$\lim_{x \to 1}\frac{3}{1-x^{1/2}} - \frac{3}{1-x^{1/3}}$ - my answer is wrong (why?) Need to find 
$$\lim_{x \to 1}\frac{3}{1-x^{1/2}} - \frac{3}{1-x^{1/3}}$$
One thing I use is
$$\lim_{x \to 1}\frac{x^{1/m}-1}{x^{1/n} - 1} = n/m$$
$$ \lim_{x \to 1}\frac{3}{1-x^{1/2}} - \frac{3}{1-x^{1/3}} = 3\lim_{x \to 1}\frac{x^{1/2} - x^{1/3}}{(1-x^{1/2})((1-x^{1/3})} = 3\lim_{x \to 1}\frac{x^{2/3} (x^{1/6}-1)^2 - 2x^{1/3}+2x^{5/12}}{(1-x^{1/2})((1-x^{1/3})}= 3\lim_{x \to 1}\frac{x^{1/3} (x^{1/6}-1)^2  }{(1-x^{1/2})((1-x^{1/3})} + \frac{2x^{8/12}(x^{1/12} - 1)^2+4x^{5/24}-4x^{4/24}}{(1-x^{1/2})((1-x^{1/3})}  + ... = 3*(1/6 + 2*(3/12*2/12) + 4*(3/24*2/24)... = 3(1/6 + 1/12 + 1/24+...) = 3(\frac{1/6}{1-1/2}) = 1 $$
Answer in my book is 1/2.
Important note I'm in the part of book where integration and differntiation is not covered. 
 A: Put $$t=x^{\frac{1}{6}}.$$
we compute
$$\lim_{t\to 1}\frac{3}{1-t}\left(\frac{1}{1+t+t^2}-\frac{1}{1+t}\right)$$
$$=\lim_{t\to 1}\left(\frac{1}{1-t}\right)\frac{-1}{2}$$
$=+\infty$ at $1^+$  and $-\infty$ at $1^-$.

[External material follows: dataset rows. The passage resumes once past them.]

Issue #1126, opened 2025-09-16
Transitive dependency `alloy` will not compile


DSharifi:
### Background

Alloy won't compile:
https://github.com/alloy-rs/alloy/issues/2876

A fix has been added to the `dstack` repo in https://github.com/Dstack-TEE/dstack/pull/335, but until th fix is merged and released we need to pin serde.

For more context see:
https://nearone.slack.com/archives/C07UW93JVQ8/p1758059102473569

### Acceptance Criteria

Pin serde to version `1.0.219` so `main` can be compiled.

PR #1129, opened 2025-09-17
chore(deps): bump `dstack-sdk` and remove serde pin

DSharifi:
Follow up to #1126 

`dstack-sdk` has a new version released that bumps their alloy version.


gilcu3 (approved):
Thanks!

Issue #515, opened 2025-06-17
Decouple node and contract through shared interface types


ghost:
### Background
We should look into creating a crate for defining the interface types shared between the node and contract. Right now we return the raw internal representation from the contract, meaning we can't do changes to the state representation without breaking its API's. That way we can keep it fluid on either side without leading to breaking changes on the other side.

This change should also mean that the node code should no longer have a direct dependency to the contract and its types.

### User Story
As an MPC developer I'd like to remove the direct dependency between the node and contract types so that I can modify internal state representations without breaking the API and maintain flexibility in evolving both components independently.

### Acceptance Criteria
The node can no longer depend on the contract, and the contract can no longer return types that are defined in the contract.

Suggested solution:
- Look into using `cargo-deny` on CI to enforce no workspace members depend on `mpc-contract`.
```toml
# deny.toml
[bans]
deny = [
    { name = "mpc-contract" },
]
```
- Move the MPC primitives in `libs/contract/src/primitives` to `mpc/crates/primitives`. 
- Create interface types in a module or new crate in `mpc/crates/` that defines the arguments and return values for all the public methods of the contract.

DSharifi:
Another argument for getting this done, as it's constraining the implementation of the contract:
https://github.com/near/mpc/pull/995#issue-3377704594

PR #1151, opened 2025-09-18
chore: create DTO types for the attestation submission method

DSharifi:


Cargo.toml
```diff
@@ -40,6 +28,7 @@ overflow-checks = true
 [workspace.dependencies]
 #workspace members
 attestation = { path = "crates/attestation" }
+data-transfer-objects = { path = "crates/data_transfer_objects" }
```
netrome, line 31: This crate is dedicated for the contract interface afaik, so I'd like the name of the crate to reflect that. Perhaps `contract-dtos` or `contract-interface-types`. This is basically a first step towards https://github.com/near/mpc/issues/515 as well.

crates/contract/src/data_transfer_object_mapping.rs
```diff
@@ -0,0 +1,157 @@
...
+    attestation::{Attestation, DstackAttestation, MockAttestation},
+    collateral::{Collateral, QuoteCollateralV3},
+    EventLog, TcbInfo,
+};
+use data_transfer_objects::dto_attestation::{
+    DtoAttestation, DtoCollateral, DtoDstackAttestation, DtoEventLog, DtoMockAttestation,
+    DtoTcbInfo,
+};
+
+pub(crate) trait ConvertDtoToContractType {
```
netrome, line 11: Two things:

1. This should be a public trait right?
2. Nit: Naming suggestion: I think `IntoContractType` is more concise and conveys the same information. Open to other suggestions, but having `Dto` as part of the name here sounds weird.

```suggestion
pub trait IntoContractType {
```

crates/data_transfer_objects/src/dto_attestation.rs
```diff
@@ -0,0 +1,187 @@
...
+
+type Sha256Digest = [u8; 32];
+
+#[allow(clippy::large_enum_variant)]
+#[derive(Clone, Debug, Serialize, Deserialize, BorshSerialize, BorshDeserialize)]
+#[cfg_attr(
+    all(feature = "abi", not(target_arch = "wasm32")),
+    derive(schemars::JsonSchema)
+)]
+pub enum DtoAttestation {
```
netrome, line 15: Nit: I prefer to skip the `Dto` prefix to the type here. The fact that this type lives in the DTO crate should be sufficient.

```suggestion
pub enum Attestation {
```

crates/data_transfer_objects/src/dto_attestation.rs
```diff
@@ -0,0 +1,187 @@
...
+
+        f.debug_struct("DstackAttestation")
+            .field("quote", &truncate_debug(&self.quote, MAX_BYTES))
+            .field("collateral", &truncate_debug(&self.collateral, MAX_BYTES))
+            .field("tcb_info", &truncate_debug(&self.tcb_info, MAX_BYTES))
+            .finish()
+    }
+}
+
+#[derive(Debug, Serialize, Deserialize, BorshSerialize, BorshDeserialize)]
```
netrome, line 93: Why don't we derive `Hash`, `PartialEq` etc. here?

netrome (commented):
From an early look this looks good to me. I have some naming suggestions and nits, but the general pattern looks very nice :+1: 

I was a bit torn on the use of associated types over generics in the conversion traits, but for our use case I cannot imagine when the same DTO would map to different types so this does makes things simpler.

crates/contract/src/data_transfer_object_mapping.rs
DSharifi: 1. No, only the contract should have access to these mappings. At some point the contract should be a standalone binary, and not a library we depend from other crates. So everything in that crate should not need to be more public than `pub(crate)`.

2. Good point, that's indeed a better name. https://github.com/near/mpc/pull/1151/commits/cfd7e87e267113fe840fd7ea6eceac00afbd876d

crates/dtos_contract/src/attestation.rs
```diff
@@ -0,0 +1,187 @@
...
+
+        f.debug_struct("DstackAttestation")
+            .field("quote", &truncate_debug(&self.quote, MAX_BYTES))
+            .field("collateral", &truncate_debug(&self.collateral, MAX_BYTES))
+            .field("tcb_info", &truncate_debug(&self.tcb_info, MAX_BYTES))
+            .finish()
+    }
+}
+
+#[derive(Debug, Serialize, Deserialize, BorshSerialize, BorshDeserialize)]
```
DSharifi: Thought we could add them on a need by basis since it's a workspace member. Would you prefer to add them preemptively?

DSharifi: Also, given that it's a DTO and it's use case is only for the wire, does it make sense to implement these traits?

netrome: I wouldn't rule out the possibility of someone wanting to compare these types or some type containing these. I think C-COMMON-TRAITS still apply to these https://rust-lang.github.io/api-guidelines/interoperability.html?highlight=eager#types-eagerly-implement-common-traits-c-common-traits

Cargo.toml
```diff
@@ -1,19 +1,7 @@
...
-    "crates/tee_authority", 
-    "crates/test_utils", 
-    "crates/tls",
-    "crates/contract_history",
-    "crates/test_migration_contract",
-    "crates/test_parallel_contract",
-    "crates/devnet",
-    "crates/node",
-]
+members = ["crates/*"]
```
netrome, line 4: I prefer having these explicitly spelled out. Is this inconvenient in any way?

When using `cargo new` it typically auto-adds these anyway.

netrome (approved):
Nice stuff!

crates/dtos_contract/src/attestation.rs
DSharifi: Good point. Added these common traits except for `Display`, `Copy`, and `Default`.

PR #1166, opened 2025-09-22
chore: use time durations instead of block numbers for tee grace period

### LINKED ISSUE #1160: Use time durations instead of block numbers for TEE grace period
### Background

Currently, the grace period for TEE upgrades in the MPC contract is defined in terms of block heights (e.g., number of blocks approximating 7 days). This approach assumes a stable block production rate, but block times can vary due to network incidents, protocol changes, or intentional tuning (e.g., reducing block time). As a result, block height is not a reliable proxy for elapsed time.

Additionally, upgrade deadlines are intended for node operators, who think in terms of human-readable timeframes (e.g., "7 days" or "September 9, 2025, 15:55 UTC"), not block counts (e.g., "1,000,000 blocks"). Communicating deadlines in block numbers adds unnecessary friction and requires manual or error-prone conversion to time.

Since each finalized block already includes a monotonically increasing timestamp (with at most 2 minutes deviation), using timestamps and durations directly would allow us to enforce deadlines more accurately and provide a better user experience.

### User Story

As an MPC node operator, I want upgrade deadlines to be defined and enforced in terms of human-readable time durations so that I can clearly understand when upgrades must be completed by.

### Acceptance Criteria

Change the TEE ugprade period to use durations over blocks in the contract.

https://nearone.slack.com/archives/C07UW93JVQ8/p1756735190432329

DSharifi:
closes #1160 

The changes to the node code come as a side effect of the node (wrongly) depending on the `AllowedMpcDockerImage` struct. This assumption is wrong for two reasons:
1. `AllowedMpcDockerImage` is not returned on the contract method which queries for allowed image hashses.
2. `AllowedMpcDockerImage`is an internal structure of the contract.

Other bug fixes:
- https://github.com/near/mpc/blob/main/crates/contract/src/tee/proposal.rs#L71-L78. The grace period should be defined as 1 week from the time when the new hash is voted in, but the implementation defines it as 1 week from the time the old hash itself was added.

- (Minor, should never be possible to reproduce in prod); If two hashes are voted in at the same time stamp, I'd expect the last hash to take precedence as the latest allowed image hash. Currently the first one added takes precedence if both have the same time stamps/block number.


crates/contract/src/tee/proposal.rs
```diff
@@ -50,70 +50,60 @@ impl CodeHashesVotes {
...
             })
-            .unwrap_or(self.allowed_tee_proposals.len());
-
-        // Never remove all proposals; always keep at least one (the latest)
-        let expired_count = expired_count.min(self.allowed_tee_proposals.len().saturating_sub(1));
-
-        self.allowed_tee_proposals.drain(0..expired_count);
+            .map(|(_i, entry)| entry)
+            .cloned()
+            .collect()
```
netrome, line 89: This looks incorrect. Why do we return the current entry if the successor is valid?

If the logic is "skip the latest entry, and check the grace period of the rest" it should instead be something like:

```suggestion
            .rev()
            .skip(1)
            .filter(|entry| {
                let grace_period_deadline = entry.added + tee_upgrade_deadline_duration;

                current_time <= grace_period_deadline
            })
            .cloned()
            .collect()
```

Note that I'm returning in reverse order here. I don't think order matters, and it seems more sensible to return the most recent one first anyway.

Let me know if I'm missing something here. Otherwise it would also be good to add test coverage for this.

DSharifi: This is precisely the bug that is being removed. Here you are defining the expiration deadline as the `tee_upgrade_deadline_duration` plus the entry time of the potentially stale hash itself, not the entry time of its successor which is what should be starting the ticking timer to invalidate it.

DSharifi: > This looks incorrect. Why do we return the current entry if the successor is valid?

Isn't that the whole point of having a grace period?

pbeza (approved):

PR #1180, opened 2025-09-24
chore: leader info on debug page

andrei-near:


node/src/signing/debug.rs
```diff
@@ -105,7 +107,14 @@ impl Debug for CompletedSignatureRequest {
             &format!("{:?}", self.request.id)[0..6],
             format!("{:?}", self.request.receipt_id),
             self.progress.lock().unwrap().attempts,
-        )
+        )?;
+
+        // Add leader election information - show only the elected leader
+        if let Some(elected_leader) = self.leader_selection_order.last() {
```
gilcu3, line 113: I am not sure if the last element of the vector is the selected leader. If I remember correctly, it was the first, and then in case of failure the second and so on...

andrei-near: it's the last one based on my observations

Issue #415, opened 2025-05-14
Improved backwards compatibility testing


kevindeforth:
With #408 migration testing without depending on the mpc-nodes was enabled.

These tests can be enhanced by:
- [ ] fetching the latest breaking change from git, once #412 has been addressed
- [ ] adding state to the test (i.e. add some update proposals, parameter proposals, signature requests etc.).

kuksag:
@kevindeforth 👍 

> adding state to the test

During https://github.com/Near-One/mpc/pull/414 I realized that populating a contract with some state is an important task. If some more complex state is provided, migration might fail. 
I think [spooning](https://docs.near.org/smart-contracts/testing/integration-test#spooning-contracts) the contract is might be the right way.

> fetching the latest breaking change from git

...Which led to the idea why even care about when the last breaking change occurred, when in fact we care about specific contracts: (a) contract on testnet (b) contract on mainnet. Why not fetch them directly from the explorer or via the other way? the pitfall might be that it will increase time by a bit (loading 500kb from the web), but I think it might be optimized.

kevindeforth:
> ...Which led to the idea why even care about when the last breaking change occurred, when in fact we care about specific contracts: (a) contract on testnet (b) contract on mainnet. Why not fetch them directly from the explorer or via the other way? the pitfall might be that it will increase time by a bit (loading 500kb from the web), but I think it might be optimized.

That is a good point. On devnet, the default behavior since #401 is to fetch the contract from testnet.

We could probably do something similar for pytests (and thus ci), by querying an RPC node.

PR #1186, opened 2025-09-25
test: rewrite upgrade test as a sandbox integration tests

### LINKED ISSUE #1185: Rewrite `test_update_to_current` as a sandbox integration tests
### Background

The pytest `test_update_to_current` can be removed and written as a rust integration test for the contract crate instead.

https://github.com/near/mpc/blob/3a5a7f3a3dd3593ffb14a75edc243c09d674c326/pytest/tests/test_contract_update.py#L41

This test is currently blocking #1069, as it's failign on CI for #1174. The reason is that this test assumes that new version of the nodes are backwards compatible with the old contract binary, which is no the case.

The test expectation is wrong, but we would lose coverage by just deleting it ([slack message](https://nearone.slack.com/archives/C0912BTG51T/p1758803719162309?thread_ts=1758653924.725649&cid=C0912BTG51T)):
>But it also tests the migration logic on the contract (e2e test for proposing and voting for a contract upgrade).
Some of that is handled on the integration tests in the contract folder, but the pytests cover, afaik, more behavior (at least, they add more state to the contract than what is currently done in the integration tests).

We can delete the test and add the coverage it has as a sandbox test.

### User Story

_No response_

### Acceptance Criteria

- `test_update_to_current` pytest is deleted
- Test coverage from `test_update_to_current` is added as a sandbox integration test.

https://nearone.slack.com/archives/C0912BTG51T/p1758802334671489?thread_ts=1758653924.725649&cid=C0912BTG51T

DSharifi:
closes #1185


crates/contract/tests/sandbox/common.rs
```diff
@@ -725,3 +726,95 @@ pub async fn submit_tee_attestations(
...
+        let state: ProtocolContractState = contract.view("state").await.unwrap().json().unwrap();
+        match state {
+            ProtocolContractState::Initializing(state) => {
+                assert_eq!(state.domains.domains().len(), domain_attempt + 1);
+            }
+            _ => panic!("should be in initializing state"),
+        };
+
+        check_call_success(
+            accounts[0]
```
kevindeforth, line 759: For this to succeed, we need `accounts[0]` to be the participant with the lowest `ParticipantId`.
There should be a function comment stating this.

crates/contract/tests/sandbox/contract_upgrade.rs
```diff
@@ -106,12 +121,59 @@ async fn back_compatibility(network: Network) -> anyhow::Result<()> {
...
-    back_compatibility(Network::Mainnet).await.unwrap();
-}
+async fn upgrade_keeps_participants_and_domains_intact(
+    #[values(Network::Mainnet, Network::Testnet)] network: Network,
+) {
+    const EPOCH_ID: u64 = 0;
+
+    let worker = near_workspaces::sandbox().await.unwrap();
+    let contract = deploy_old(&worker, network).await.unwrap();
+    let (accounts, _participants) = init_contract(worker, &contract).await.unwrap();
```
kevindeforth, line 141: As an alternative, we could simplify the logic and use `init_running`.

crates/contract/tests/sandbox/contract_upgrade.rs
```diff
@@ -106,12 +121,59 @@ async fn back_compatibility(network: Network) -> anyhow::Result<()> {
...
+
+    // Add the domains above to the contract so we have additional state on the contract
+    // that should be persisted after the upgrade
+    call_contract_key_generation(domains_to_add, &accounts, &contract, EPOCH_ID).await;
+
+    let state_pre_upgrade: ProtocolContractState =
+        contract.view("state").await.unwrap().json().unwrap();
+
+    assert!(healthcheck(&contract).await.unwrap());
+
```
kevindeforth, line 166: I think it would be good to add some more state. In the pytest, we added parameter proposals:
(https://github.com/near/mpc/blob/3d21df4e24146b2b28afbb729d5535151e7f74b7/pytest/tests/test_contract_update.py#L51-L57) 

It wouldn't be too bad to additionally add a bunch of signature requests and one or two other contract upgrades

kevindeforth (commented):
Thank you.
I would like to some more state added before the migration call (at least what we have in the pytest we are about to delete, but even better if we were to resolve https://github.com/near/mpc/issues/415 with this PR)

crates/contract/tests/sandbox/contract_upgrade.rs
```diff
@@ -106,12 +121,59 @@ async fn back_compatibility(network: Network) -> anyhow::Result<()> {
...
+    let contract = upgrade_to_new(contract).await.unwrap();
+    migrate(&contract)
+        .await
+        .expect("❌ Back compatibility check failed: migration() failed");
```
kevindeforth, line 170: here, can you add a check comparing the actual vs expected hash of the contract?

kevindeforth (changes requested):
I think there are still a few details to work out s.t. we don't lose test coverage compared to the pytests.

crates/contract/tests/sandbox/contract_upgrade.rs
DSharifi: I'm not sure I understand. By hash do you mean the hash of the compiled binary? And what is the expected hash?

crates/contract/tests/sandbox/common.rs
```diff
@@ -725,3 +726,95 @@ pub async fn submit_tee_attestations(
...
+                .transact()
+                .await
+                .unwrap(),
+        );
+
+        println!("start_keygen_instance completed");
+
+        let public_key = match domain.scheme {
+            SignatureScheme::Secp256k1 => {
+                let dummy_bytes = [*domain.id as u8; 64];
```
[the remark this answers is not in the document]
DSharifi: Changed to use a proper random key

crates/contract/tests/sandbox/contract_upgrade.rs
kevindeforth: Exactly :+1:
We can compute the expected hash, since have the code we want to deploy.

DSharifi: Ah I see. So you want a sanity check that the returned hash is what we upgraded to?

DSharifi: Added

1e4766d2b1ffdd7629697e8aa7c5d8c987887bce

crates/contract/tests/sandbox/contract_upgrade.rs
DSharifi: Also added proposal update:
1d4b03b17e906c3f8ed9fe9f52b2ac8d507f056c

crates/contract/tests/sandbox/contract_upgrade.rs
```diff
@@ -106,12 +121,59 @@ async fn back_compatibility(network: Network) -> anyhow::Result<()> {
...
+    // Add the domains above to the contract so we have additional state on the contract
+    // that should be persisted after the upgrade
+    call_contract_key_generation(domains_to_add, &accounts, &contract, EPOCH_ID).await;
+
+    let state_pre_upgrade: ProtocolContractState =
+        contract.view("state").await.unwrap().json().unwrap();
+
+    assert!(healthcheck(&contract).await.unwrap());
+
+    let contract = upgrade_to_new(contract).await.unwrap();
```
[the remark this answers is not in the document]
DSharifi: Fixed in https://github.com/near/mpc/pull/1186/commits/898d39df004f84fd83f12cede3abe1c86348df64

crates/contract/tests/sandbox/updates.rs
```diff
@@ -142,32 +137,7 @@ async fn test_propose_update_config() {
 #[tokio::test]
 async fn test_propose_update_contract() {
```
kevindeforth, line 138: so, this test is not exactly a drop-in replacement for the deleted pytest
https://github.com/near/mpc/blob/e224461bcd1259fd213f370fbfac1b009558c19f/pytest/tests/test_contract_update.py#L29-L37

Compared to the deleted test:
- we don't have any state when we do the upgrade
- we don't change the contract code to which we want to upgrade. That means that if for some reason, the update fails throwing an error message, the state method call and the code hash check in `propose_and_vote_contract_to_current_binary` will pass even if the migration failed.

That is why, in the pytest, we deploy the [test_migration_contract](https://github.com/near/mpc/blob/e7b631f59acbb1f8834b4ac15df6a676ddd2327c/crates/test_migration_contract/src/lib.rs)

crates/contract/tests/sandbox/sign.rs
```diff
@@ -30,8 +31,14 @@ async fn test_contract_sign_request() -> anyhow::Result<()> {
 
     for msg in messages {
         println!("submitting: {msg}");
-        let (payload, respond_req, respond_resp) =
-            create_response(predecessor_id, msg, path, &sks[0]).await;
+        let (payload, respond_req, respond_resp) = create_message_payload_and_response(
+            DomainId::legacy_ecdsa_id(),
```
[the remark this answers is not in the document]
DSharifi: going with first option as that is what we had from before. Tracking issue to resolve https://github.com/near/mpc/issues/1194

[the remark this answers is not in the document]
DSharifi: b23d8e8c3184112d0faf9b5d499b30e6fd1c5a9a

crates/contract/tests/sandbox/common.rs
```diff
@@ -499,20 +515,40 @@ pub async fn sign_and_validate(
         .await?;
     dbg!(&status);
 
+    Ok(status)
+}
+
+pub async fn respond_to_sign_request(
```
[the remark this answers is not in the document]
DSharifi: d060f765e1aaa2c3c94d665b4b32c349312f02c0

crates/contract/tests/sandbox/common.rs
```diff
@@ -75,6 +77,13 @@ pub const PARTICIPANT_LEN: usize = 3;
 /// unexpectedly in the future.
 pub const GAS_FOR_VOTE_RESHARED: Gas = Gas::from_tgas(15);
 
+/// This is the current deposit required for a contract deploy. This is subject to change but make
+/// sure that it's not larger than 2mb. We can go up to 4mb technically but our contract should
+/// not be getting that big.
+///
+/// TODO(#771): Reduce this to the minimal value possible after #770 is resolved
+pub const CURRENT_CONTRACT_DEPLOY_DEPOSIT: NearToken = NearToken::from_millinear(13333);
```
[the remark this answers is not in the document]
DSharifi: Changed to pytest value. Although I don't see why we care about this value as long as it's reasonable:

d08f0e82a5a824c3d3f8e4d322861e768366d7a6

crates/contract/tests/sandbox/contract_upgrade.rs
DSharifi: I don't see it immediately how to simplify it.

Could you elaborate on how we can use `init_running` to simplify the logic?

crates/contract/tests/sandbox/common.rs
```diff
@@ -621,6 +657,61 @@ pub async fn derive_confidential_key_and_validate(
...
+        .await
+        .expect("state request succeeds");
+
+    let _state: ProtocolContractState = state_request_execution
+        .json()
+        .expect("state is deserializable.");
+
+    vote_update_till_completion(contract, accounts, &proposal_id).await;
+
+    let code_hash_post_upgrade = contract.view_code().await.unwrap();
```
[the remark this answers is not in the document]
DSharifi: You're right. Good catch

1c494e954ab8641e35adf7f90417ba33389b006a

crates/contract/tests/sandbox/common.rs
```diff
@@ -725,3 +816,106 @@ pub async fn submit_tee_attestations(
...
+                    .await
+                    .unwrap(),
+            );
+        }
+
+        let state: ProtocolContractState = contract.view("state").await.unwrap().json().unwrap();
+        match state {
+            ProtocolContractState::Running(state) => {
+                assert_eq!(state.keyset.epoch_id.get(), expected_epoch_id);
+                assert_eq!(state.domains.domains().len(), domain_attempt + 1);
```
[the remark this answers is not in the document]
DSharifi: To not slow down all tests that will depend on `propose_and_vote_contract_update_to_current_binary`, how about we have an isolated test which tests this in isolation?

Feel free to create a tracking issue.

crates/contract/tests/sandbox/upgrade_to_current_contract.rs
```diff
@@ -0,0 +1,303 @@
...
+    }
+}
+
+struct PendingSignRequest {
+    transaction: TransactionStatus,
+    signature_request: SignatureRequest,
+    signature_response: SignatureResponse,
+}
+
+async fn init_contract(
```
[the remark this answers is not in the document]
DSharifi: 01b8f25ad826838192535b72bb6f15e5a803a04f

crates/contract/tests/sandbox/common.rs
```diff
@@ -725,3 +816,106 @@ pub async fn submit_tee_attestations(
...
+            SignatureScheme::Ed25519 => {
+                let (public_key, private_key) = new_ed25519();
+                let shared_secret_key = SharedSecretKey::Ed25519(private_key);
+
+                (shared_secret_key, public_key)
+            }
+            SignatureScheme::CkdSecp256k1 => {
+                unimplemented!("Old contract does not support CKD.")
+            }
+        };
```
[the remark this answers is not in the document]
DSharifi: Thanks, that's a good spot.

4f5c7140d5c3e85ae8bd5562398272d44e933aea

crates/contract/tests/sandbox/upgrade_to_current_contract.rs
```diff
@@ -0,0 +1,303 @@
...
+
+/// Checks the contract in the following order:
+/// 1. Are there any state-breaking changes?
+/// 2. If so, does `migrate()` still work correctly?
+///
+/// These checks use the previous contract version (the one that introduced breaking changes)
+/// as a baseline. If step 2 fails, you will be prompted to update the baseline contract.
+#[rstest]
+#[tokio::test]
+async fn back_compatibility_without_state(
```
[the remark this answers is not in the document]
DSharifi: Let's keep it. It's a much more isolated test, and a good signal to have if it fails.

crates/contract/tests/sandbox/upgrade_to_current_contract.rs
```diff
@@ -0,0 +1,303 @@
...
+        .max_gas()
+        .transact()
+        .await
+        .unwrap()
+        .unwrap();
+
+    // Add the domains above to the contract so we have additional state on the contract
+    // that should be persisted after the upgrade
+    let shared_secret_keys =
+        call_contract_key_generation(&domains_to_add, &accounts, &contract, EPOCH_ID).await;
```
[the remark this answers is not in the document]
DSharifi: Let's keep it as is. `init_running` is currently non backwards compatible as well since we changed the `inig_config` parameter.

Feel free to create a follow up issue if you want to separate functions for the old and current version of the contract.

crates/contract/tests/sandbox/upgrade_from_current_contract.rs
```diff
@@ -142,32 +137,7 @@ async fn test_propose_update_config() {
 #[tokio::test]
 async fn test_propose_update_contract() {
```
DSharifi: Good point.

92099175b4625b79fec94c36cc4dcf63914ac1da

crates/contract/tests/sandbox/contract_upgrade.rs
kevindeforth: `init_running` allows to initialize the contract with a keyset, so we don't need to go through the key generation procedure.

This allows us to narrow the scope of tests. A failure in the key generation logic only means _"running the key generation workflow with the old contract failed"_ - that's not helpful in asserting whether or not we can successfully upgrade the contract code.

But it's not the end of the world if we do keep the current workflow.

PR #1192, opened 2025-09-26
metrics tracking participants in failed comps

kevindeforth:


netrome:
Context: https://github.com/near/mpc-private/issues/28

This PR creates more visibility on which participants took part of failed computations.

node/src/providers/ecdsa/sign.rs
```diff
@@ -45,12 +46,25 @@ impl EcdsaSignatureProvider {
...
+            Ok(res) => res,
+            e => {
+                participants.iter().for_each(|id| {
+                    metrics::PARTICIPANT_TOTAL_TIMES_SEEN_IN_FAILED_COMPUTATION
+                        .with_label_values(&[&id.raw().to_string()])
+                        .inc();
+                });
+                return e;
+            }
+        };
```
netrome, line 67: Any reason we only track this for ECDSA signatures when we are the leader? I'd assume it would be nice to track computations we're participating in as follower as well, and also EDDSA signatures. Or was this intentional for any reason?

andrei-near (approved):
This can be merged. we'd also need this in main branch

node/src/providers/ecdsa/sign.rs
netrome: Thanks!

PR #1193, opened 2025-09-26
fix: restore exact workflow before #1113 not including MPC launcher

gilcu3:
Follow up to https://github.com/near/mpc/pull/1157

### DIFF
--- a/.github/workflows/docker_release_legacy.yml
+++ b/.github/workflows/docker_release_legacy.yml
@@ -33,6 +33,13 @@ jobs:
         run: |
           echo "sha_short=$(git rev-parse --short HEAD)" >> "$GITHUB_ENV"
   
+      - name: Sanitize build-ref for Docker tags
+        shell: bash
+        run: |
+          # Replace forward slashes with hyphens to create valid Docker tags
+          sanitized_ref=$(echo "${{ github.event.inputs.build-ref }}" | sed 's/\//-/g')
+          echo "sanitized_ref=$sanitized_ref" >> "$GITHUB_ENV"
+
       - name: Initialize submodules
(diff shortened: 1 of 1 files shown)


.github/workflows/docker_release_legacy.yml
```diff
@@ -41,12 +48,12 @@ jobs:
...
+      - name: Build and push MPC Node TEE Docker image to Docker Hub
         uses: Warpbuilds/build-push-action@v6
         with:
           context: .
           profile-name: "mpc-image-builder"
           push: true
-          file: deployment/Dockerfile-gcp
-          tags: nearone/mpc-node-gcp:latest,nearone/mpc-node-gcp:${{ github.event.inputs.build-ref }},nearone/mpc-node-gcp:${{ github.event.inputs.build-ref }}-${{ env.sha_short }}
\ No newline at end of file
+          file: deployment/Dockerfile-mpc-tee
```
andrei-near, line 58: legacy docker images have no tee. this should not be changed

.github/workflows/docker_release_legacy.yml
```diff
@@ -41,12 +48,12 @@ jobs:
...
+          tags: nearone/mpc-node-tee:latest,nearone/mpc-node-tee:${{ env.sanitized_ref }},nearone/mpc-node-tee:${{ env.sanitized_ref }}-${{ env.sha_short }}
```
andrei-near, line 59: ditto

andrei-near (changes requested):

gilcu3:
> Can you you test it to make sure it works?

Sure, do you know exactly what file was the last one working?

andrei-near (approved):

PR #1201, opened 2025-09-28
chore(node): use one key pair for both TLS AND near access key

DSharifi:
Proof of concept PR to
- merge the two key pairs generated on the ndoe, TLS and Account key, into one key: https://nearone.slack.com/archives/C07UW93JVQ8/p1759043700318139
- remove`NodeId`struct and its usage as a unique identifier for attestations, and only rely on the nodes' public keys as identifiers as they are assumed to be unique: 

Remaining work:
- Pytests and integration tests will also have to be updated and simplified to not rely on `NodeId` struct.
- Pytests must be simplified to only fetch a single key from the web endpoint.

A: It's likely there was a typo, and the intended problem was
$$\lim_{x\to1}\left({3\over1-x^{1/2}}-{2\over1-x^{1/3}} \right)$$
In general, if you are taking a limit of ${A\over1-x^{1/2}}-{B\over1-x^{1/3}}$, Abdallah Hammam's trick of letting $x=t^6$ is a good way to go:
$${A\over1-x^{1/2}}-{B\over1-x^{1/3}}={A\over1-t^3}-{B\over1-t^2}={1\over1-t}\left({A\over1+t+t^2}-{B\over1+t} \right)={(A-B)+(A-B)t-Bt^2\over(1-t)(1+t+t^2)(1+t)}$$
Since there is a $1-t$ in the denominator, you need for the numerator to go to $0$ as $t$ goes to $1$ in order for the limit to exist.  That is, you need
$$(A-B)+(A-B)-B=0$$
which is to say, you need $2A=3B$ in order to have a limit.  If, indeed, the problem meant to have $A=3$ and $B=2$ (instead of $A=B=3$), the last line is
$${1+t-2t^2\over(1-t)(1+t+t^2)(1+t)}={(1-t)(1+2t)\over(1-t)(1+t+t^2)(1+t)}={1+2t\over(1+t+t^2)(1+t)}$$
which tends to $3/(3\cdot2)=1/2$ as $t\to1$.
A: Put $$t=x-1.$$
then 
$$x^\frac12=(1+t)^\frac12$$
$$=1+\frac12 t(1+\epsilon(t))$$
and
$$x^\frac13=(1+t)^\frac13$$
$$=1+\frac13t(1+\epsilon(t))$$
thus, you compute
$$3\lim_{t\to 0}\frac1t(3-2)$$
$$=\lim_{t\to 0}\frac3t$$
$=+\infty $ at $t\to 0^+$ or $x\to 1^+$
and
$-\infty$ at $t\to 0^-$ or $x\to 1^-$.